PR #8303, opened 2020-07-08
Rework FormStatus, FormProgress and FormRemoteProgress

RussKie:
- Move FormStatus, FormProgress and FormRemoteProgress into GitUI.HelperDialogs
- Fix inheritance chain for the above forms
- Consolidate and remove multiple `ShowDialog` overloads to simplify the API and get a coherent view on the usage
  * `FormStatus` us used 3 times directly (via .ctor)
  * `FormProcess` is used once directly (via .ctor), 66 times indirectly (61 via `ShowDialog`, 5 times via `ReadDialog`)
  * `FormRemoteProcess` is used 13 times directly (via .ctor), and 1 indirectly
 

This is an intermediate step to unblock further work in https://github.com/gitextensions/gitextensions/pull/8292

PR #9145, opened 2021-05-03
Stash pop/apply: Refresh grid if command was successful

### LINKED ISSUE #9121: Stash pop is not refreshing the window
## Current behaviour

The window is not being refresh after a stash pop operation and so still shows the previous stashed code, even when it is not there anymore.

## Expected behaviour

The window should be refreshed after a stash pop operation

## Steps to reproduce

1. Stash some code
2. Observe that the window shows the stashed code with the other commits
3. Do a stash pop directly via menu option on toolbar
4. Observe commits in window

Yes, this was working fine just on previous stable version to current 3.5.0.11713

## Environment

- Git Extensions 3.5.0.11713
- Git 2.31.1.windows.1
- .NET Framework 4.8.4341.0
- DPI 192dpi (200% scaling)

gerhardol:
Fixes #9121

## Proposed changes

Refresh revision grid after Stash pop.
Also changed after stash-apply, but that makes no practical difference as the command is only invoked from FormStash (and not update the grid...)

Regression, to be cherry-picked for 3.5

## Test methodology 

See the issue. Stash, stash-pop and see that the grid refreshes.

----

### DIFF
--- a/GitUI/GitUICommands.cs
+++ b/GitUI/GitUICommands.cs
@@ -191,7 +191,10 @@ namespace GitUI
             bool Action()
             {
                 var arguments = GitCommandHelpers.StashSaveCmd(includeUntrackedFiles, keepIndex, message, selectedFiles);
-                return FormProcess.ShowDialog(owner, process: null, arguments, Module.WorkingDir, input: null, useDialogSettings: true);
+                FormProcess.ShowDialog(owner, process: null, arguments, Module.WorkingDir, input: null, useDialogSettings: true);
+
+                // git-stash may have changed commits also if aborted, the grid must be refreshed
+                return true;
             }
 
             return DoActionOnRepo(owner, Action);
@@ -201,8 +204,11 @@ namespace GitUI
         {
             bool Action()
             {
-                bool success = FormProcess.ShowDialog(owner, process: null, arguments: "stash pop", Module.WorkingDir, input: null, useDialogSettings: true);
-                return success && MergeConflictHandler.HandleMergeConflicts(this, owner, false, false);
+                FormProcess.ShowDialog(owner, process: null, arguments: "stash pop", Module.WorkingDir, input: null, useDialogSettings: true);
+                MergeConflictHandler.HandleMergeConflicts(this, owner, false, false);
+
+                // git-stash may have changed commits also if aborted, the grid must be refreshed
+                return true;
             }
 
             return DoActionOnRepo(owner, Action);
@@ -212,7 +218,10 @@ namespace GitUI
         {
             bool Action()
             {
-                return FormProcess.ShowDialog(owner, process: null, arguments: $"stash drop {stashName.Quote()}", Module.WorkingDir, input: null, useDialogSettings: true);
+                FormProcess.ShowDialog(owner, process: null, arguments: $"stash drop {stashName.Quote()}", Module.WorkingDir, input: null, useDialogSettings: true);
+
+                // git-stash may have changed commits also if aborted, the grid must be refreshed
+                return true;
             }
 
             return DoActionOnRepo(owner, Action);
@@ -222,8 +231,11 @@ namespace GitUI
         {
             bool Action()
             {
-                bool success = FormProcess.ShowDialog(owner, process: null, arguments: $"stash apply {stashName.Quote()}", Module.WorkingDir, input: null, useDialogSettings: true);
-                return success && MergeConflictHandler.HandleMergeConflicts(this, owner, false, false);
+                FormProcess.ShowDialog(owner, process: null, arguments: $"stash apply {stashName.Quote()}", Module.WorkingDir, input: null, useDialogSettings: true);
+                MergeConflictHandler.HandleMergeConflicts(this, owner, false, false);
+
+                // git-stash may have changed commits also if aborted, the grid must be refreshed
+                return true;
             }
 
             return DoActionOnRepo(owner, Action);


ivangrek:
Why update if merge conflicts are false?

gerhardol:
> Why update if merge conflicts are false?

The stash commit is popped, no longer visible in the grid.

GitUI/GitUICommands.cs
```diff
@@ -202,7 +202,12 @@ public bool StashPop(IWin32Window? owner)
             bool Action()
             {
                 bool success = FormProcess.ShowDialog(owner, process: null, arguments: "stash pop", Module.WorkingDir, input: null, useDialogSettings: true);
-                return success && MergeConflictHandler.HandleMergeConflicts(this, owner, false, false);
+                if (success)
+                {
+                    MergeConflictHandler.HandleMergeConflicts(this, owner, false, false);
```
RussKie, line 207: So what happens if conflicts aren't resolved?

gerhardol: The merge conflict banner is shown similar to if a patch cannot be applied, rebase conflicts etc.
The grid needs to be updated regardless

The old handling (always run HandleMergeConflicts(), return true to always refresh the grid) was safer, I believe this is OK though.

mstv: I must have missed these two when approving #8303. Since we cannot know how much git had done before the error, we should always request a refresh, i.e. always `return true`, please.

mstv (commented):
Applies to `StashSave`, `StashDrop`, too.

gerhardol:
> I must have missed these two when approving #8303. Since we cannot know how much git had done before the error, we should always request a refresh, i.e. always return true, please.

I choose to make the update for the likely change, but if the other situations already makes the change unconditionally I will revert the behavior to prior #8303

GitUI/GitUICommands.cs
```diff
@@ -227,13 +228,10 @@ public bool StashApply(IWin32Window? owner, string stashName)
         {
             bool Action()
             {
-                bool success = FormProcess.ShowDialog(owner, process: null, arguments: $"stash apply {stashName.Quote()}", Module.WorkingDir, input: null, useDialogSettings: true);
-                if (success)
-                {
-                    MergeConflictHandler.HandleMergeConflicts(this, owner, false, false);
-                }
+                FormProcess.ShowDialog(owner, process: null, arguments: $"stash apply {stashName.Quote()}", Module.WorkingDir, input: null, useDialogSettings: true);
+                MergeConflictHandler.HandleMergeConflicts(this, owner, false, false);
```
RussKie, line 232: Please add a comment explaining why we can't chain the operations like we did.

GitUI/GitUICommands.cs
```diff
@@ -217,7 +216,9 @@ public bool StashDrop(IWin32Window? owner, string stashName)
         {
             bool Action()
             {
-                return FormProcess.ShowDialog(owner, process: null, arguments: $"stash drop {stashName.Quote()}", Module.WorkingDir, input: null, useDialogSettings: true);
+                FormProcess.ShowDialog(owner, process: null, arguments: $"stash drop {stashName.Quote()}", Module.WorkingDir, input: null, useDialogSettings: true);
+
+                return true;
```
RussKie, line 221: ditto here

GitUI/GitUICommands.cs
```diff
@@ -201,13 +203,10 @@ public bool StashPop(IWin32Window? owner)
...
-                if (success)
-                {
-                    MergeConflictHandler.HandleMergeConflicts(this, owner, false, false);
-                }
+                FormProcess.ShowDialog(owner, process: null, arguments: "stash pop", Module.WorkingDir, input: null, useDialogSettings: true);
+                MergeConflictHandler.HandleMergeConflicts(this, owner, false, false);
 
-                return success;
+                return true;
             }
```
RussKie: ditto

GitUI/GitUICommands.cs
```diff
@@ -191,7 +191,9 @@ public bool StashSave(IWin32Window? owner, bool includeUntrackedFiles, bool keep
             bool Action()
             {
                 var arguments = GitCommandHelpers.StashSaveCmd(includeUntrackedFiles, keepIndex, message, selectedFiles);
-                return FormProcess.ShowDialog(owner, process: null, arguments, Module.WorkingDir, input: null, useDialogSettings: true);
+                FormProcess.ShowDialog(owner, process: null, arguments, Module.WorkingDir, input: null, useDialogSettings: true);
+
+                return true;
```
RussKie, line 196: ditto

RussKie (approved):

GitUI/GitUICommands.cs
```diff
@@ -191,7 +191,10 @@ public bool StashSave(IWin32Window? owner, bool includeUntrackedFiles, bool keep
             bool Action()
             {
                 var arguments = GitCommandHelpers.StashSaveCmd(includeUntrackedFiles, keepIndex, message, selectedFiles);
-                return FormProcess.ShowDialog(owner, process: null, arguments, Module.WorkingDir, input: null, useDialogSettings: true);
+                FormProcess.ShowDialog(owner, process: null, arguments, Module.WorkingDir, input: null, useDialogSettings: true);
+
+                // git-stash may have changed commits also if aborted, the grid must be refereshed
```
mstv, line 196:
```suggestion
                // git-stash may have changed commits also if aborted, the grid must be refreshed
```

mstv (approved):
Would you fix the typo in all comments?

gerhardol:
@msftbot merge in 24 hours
____________________
> WHAT THE TASK REQUIRES
Read the records above. Show each line that has the string "StashDrop".

> PROBLEM SOLUTION
Applies to `StashSave`, `StashDrop`, too.
@@ -217,7 +216,9 @@ public bool StashDrop(IWin32Window? owner, string stashName)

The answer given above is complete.